*** Opening DATA ***
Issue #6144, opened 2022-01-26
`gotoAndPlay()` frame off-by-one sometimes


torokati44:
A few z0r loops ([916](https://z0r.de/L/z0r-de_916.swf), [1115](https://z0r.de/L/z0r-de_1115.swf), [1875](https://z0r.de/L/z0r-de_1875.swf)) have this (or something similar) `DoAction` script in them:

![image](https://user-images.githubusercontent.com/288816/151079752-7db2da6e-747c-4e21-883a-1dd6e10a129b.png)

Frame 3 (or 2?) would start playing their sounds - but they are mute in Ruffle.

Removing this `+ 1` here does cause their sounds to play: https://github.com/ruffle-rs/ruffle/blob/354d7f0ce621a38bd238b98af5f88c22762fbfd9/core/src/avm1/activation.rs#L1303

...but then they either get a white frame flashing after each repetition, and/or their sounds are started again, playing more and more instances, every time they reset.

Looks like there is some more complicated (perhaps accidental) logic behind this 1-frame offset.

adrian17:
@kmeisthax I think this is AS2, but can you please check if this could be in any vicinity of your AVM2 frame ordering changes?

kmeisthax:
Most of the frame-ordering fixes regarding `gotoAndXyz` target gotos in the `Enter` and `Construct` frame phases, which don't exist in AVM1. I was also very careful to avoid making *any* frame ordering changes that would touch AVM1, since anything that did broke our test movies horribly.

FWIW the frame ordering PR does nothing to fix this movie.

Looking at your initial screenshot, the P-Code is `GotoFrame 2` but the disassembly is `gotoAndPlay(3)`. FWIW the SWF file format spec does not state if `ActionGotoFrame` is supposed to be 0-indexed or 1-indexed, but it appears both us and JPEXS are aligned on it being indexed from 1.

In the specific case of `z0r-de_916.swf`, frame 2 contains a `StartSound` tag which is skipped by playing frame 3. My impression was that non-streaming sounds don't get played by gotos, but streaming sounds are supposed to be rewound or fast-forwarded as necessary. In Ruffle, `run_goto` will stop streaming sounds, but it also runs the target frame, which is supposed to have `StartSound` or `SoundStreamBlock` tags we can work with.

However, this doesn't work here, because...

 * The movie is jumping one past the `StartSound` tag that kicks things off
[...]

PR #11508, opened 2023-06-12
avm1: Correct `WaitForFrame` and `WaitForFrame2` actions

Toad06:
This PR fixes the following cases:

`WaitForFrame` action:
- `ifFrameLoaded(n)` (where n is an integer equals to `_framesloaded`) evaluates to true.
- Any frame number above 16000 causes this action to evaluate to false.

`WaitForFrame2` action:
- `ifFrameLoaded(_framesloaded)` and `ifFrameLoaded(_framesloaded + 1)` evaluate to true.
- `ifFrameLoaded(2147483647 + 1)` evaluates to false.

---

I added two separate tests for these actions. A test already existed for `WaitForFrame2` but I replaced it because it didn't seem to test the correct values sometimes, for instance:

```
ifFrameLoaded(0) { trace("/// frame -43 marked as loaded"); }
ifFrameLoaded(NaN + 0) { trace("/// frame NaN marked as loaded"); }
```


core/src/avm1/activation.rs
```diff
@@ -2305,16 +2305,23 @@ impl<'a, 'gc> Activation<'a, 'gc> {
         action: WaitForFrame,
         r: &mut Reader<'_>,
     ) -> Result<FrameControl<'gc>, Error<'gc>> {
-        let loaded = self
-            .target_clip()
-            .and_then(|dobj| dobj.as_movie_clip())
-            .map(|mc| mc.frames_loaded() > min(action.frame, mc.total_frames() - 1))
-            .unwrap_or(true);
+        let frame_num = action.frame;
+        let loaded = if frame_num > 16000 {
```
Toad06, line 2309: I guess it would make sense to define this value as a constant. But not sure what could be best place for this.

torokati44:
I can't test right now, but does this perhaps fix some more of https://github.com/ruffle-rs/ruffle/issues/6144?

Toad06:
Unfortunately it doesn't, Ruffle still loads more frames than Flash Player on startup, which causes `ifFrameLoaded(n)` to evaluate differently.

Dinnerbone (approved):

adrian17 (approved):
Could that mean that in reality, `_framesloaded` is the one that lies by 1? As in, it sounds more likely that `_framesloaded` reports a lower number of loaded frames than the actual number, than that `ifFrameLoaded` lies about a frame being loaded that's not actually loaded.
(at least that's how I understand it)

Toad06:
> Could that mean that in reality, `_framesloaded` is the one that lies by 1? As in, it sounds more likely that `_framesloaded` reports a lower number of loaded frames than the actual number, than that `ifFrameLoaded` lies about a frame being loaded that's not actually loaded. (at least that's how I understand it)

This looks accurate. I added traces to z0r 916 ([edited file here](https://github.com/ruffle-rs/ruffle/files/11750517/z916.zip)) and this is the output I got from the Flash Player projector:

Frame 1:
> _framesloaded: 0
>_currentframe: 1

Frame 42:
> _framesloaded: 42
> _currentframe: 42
*** Closing DATA ***
From the data above, pick out each line containing "perhaps" and copy it.

Looks like there is some more complicated (perhaps accidental) logic behind this 1-frame offset.
I can't test right now, but does this perhaps fix some more of https://github.com/ruffle-rs/ruffle/issues/6144?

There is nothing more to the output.